Wings of finite span
When the component of the free-stream velocity perpendicular to the leading edge is greater than the local speed of sound the wing is said to have a supersonic leading edge. In this case, as illustrated in Fig. 6.56, there is two-dimensional supersonic flow over much of the wing. This flow can be calculated using supersonic aerofoil theory. For the rectangular wing shown in Fig. 6.56 the presence of a wing-tip can only be communicated within the Mach cone apex which is located at the wing-tip. The same consideration would apply to any inboard three-dimensional effects, such as the ‘kink’ at the centre-line of a swept-back wing.
The opposite case is when the component of free-stream velocity perpendicular to the leading edge is less than the local speed of sound and the term subsonic leading edge is used.
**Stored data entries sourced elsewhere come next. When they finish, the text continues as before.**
PR #2299, opened 2022-11-03
Handle additional merge errors

TaiWilkin:
## Overview

Updates the merge error correction script to handle additional faulty merge cases, such as instances where all matches for an overwritten item were pending.

I ran this via a test branch on staging and it succeeded with a minimal number of items to be manually fixed (there's no way to get around needing to manually update items where there are multiple possible valid matches, and a few items no valid matches don't seem to fall under either of the additional cases and should be investigated/adjusted manually if needed). 

Connects #2233

## Testing Instructions

* A test branch should be currently live on staging, or can be rerun to make it live `ogr/test/handle-more-merge-errors`
* Run `./scripts/manage ecsmanage fix_merged_rejections --dry-run` to see the script run on staging
* Confirm that the results seem reasonable

## Checklist

- [x] CI passes after rebase

### DIFF
--- a/src/django/api/management/commands/fix_merged_rejections.py
+++ b/src/django/api/management/commands/fix_merged_rejections.py
@@ -1,7 +1,7 @@
 from django.core.management.base import BaseCommand
 from django.utils import timezone
 
-from api.models import FacilityMatch, HistoricalFacilityMatch
+from api.models import FacilityMatch, HistoricalFacilityMatch, FacilityListItem
 from api.constants import ProcessingAction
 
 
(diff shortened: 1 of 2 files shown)


src/django/api/management/commands/fix_merged_rejections.py
```diff
@@ -18,8 +18,39 @@ def handle(self, *args, **options):
         if dry_run:
             print('== DRY RUN - SKIPPING ALL SAVES')
 
-        count = 0
         now = str(timezone.now())
+
+        def update_list_item(item, facility_id, note=''):
```
jwalgran: I don't see `update_list_item` called with a value for the `note` parameter. Consider removing it.

src/django/api/management/commands/fix_merged_rejections.py
```diff
@@ -33,47 +64,85 @@ def handle(self, *args, **options):
...
                 # but not break the loop
                 print(f'match,error,{hist_match.id},{e}')
 
+        print(f'handling items with no valid matches,{no_valid_matches}')
+        for item_id in no_valid_matches:
+            try:
+                hist_matches = HistoricalFacilityMatch.objects.filter(
+                     facility_list_item_id=item_id,
+                     status='MERGED'
+                )
```
jwalgran: I assume we wand to process these HistoricalFacilityMatch records from oldest to newest. Are we sure that they are sorted that way by default?

jwalgran (approved):
This process looks reasonable to me although I will admin that is is complex and I do not fully understand the entire process in detail

I used [`awslogs`](https://github.com/jorgebastida/awslogs) to download the full log stream from my test run on staging

```
awslogs get -s 1d logOpenSupplyHubStagingAppCLI management/django/ae889777822e45e19e0431d3a9c4901a > ae889777822e45e19e0431d3a9c4901a.txt
```

[ae889777822e45e19e0431d3a9c4901a.txt](https://github.com/open-apparel-registry/open-apparel-registry/files/9955645/ae889777822e45e19e0431d3a9c4901a.txt)

Some counts of of various string matches in the log output
```
> cat ae889777822e45e19e0431d3a9c4901a.txt | grep "No valid matches for" | wc -l
     215
> cat ae889777822e45e19e0431d3a9c4901a.txt | grep "match,dry" | wc -l
   17468
> cat ae889777822e45e19e0431d3a9c4901a.txt | grep "undo_merged_with_valid" | wc -l
    2963
> cat ae889777822e45e19e0431d3a9c4901a.txt | grep "undo_all_invalid_merged" | wc -l
    5257
> cat ae889777822e45e19e0431d3a9c4901a.txt | grep "missing" | wc -l
       0
```

I also saw 524 items in  the "Multiple valid matches for" set at the end of the run  and did not find any lines

TaiWilkin:
Thank you for reviewing!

A typical example is the swept-back wing shown in Fig. 6.57. In this case the Mach cone generated by the leading edge of the centre section subtends the whole wing. This implies that the leading edge of the outboard portions of the wing influences the oncoming flow just as for subsonic flow. Wings having finite thickness and incidence actually generate a shock cone, rather than a Mach cone, as shown in
Fig. 6.57 A wing with a subsonic leading edge
Fig. 6.58. Additional shocks are generated by other points on the leading edge and the associated shock angles will tend to increase because each successive shock wave leads to a reduction in the Mach number. These shock waves progressively decelerate the flow, so that at some section, such as AA’, the flow approaching the leading edge will be subsonic. Thus subsonic wing sections would be used over most of the wing.
Wings with subsonic leading edges have lower wave drag than those with supersonic ones. Consequently highly swept wings, e. g. slender deltas, are the preferred configuration at supersonic speeds. On the other hand swept wings with supersonic leading edges tend to have a greater wave drag than straight wings.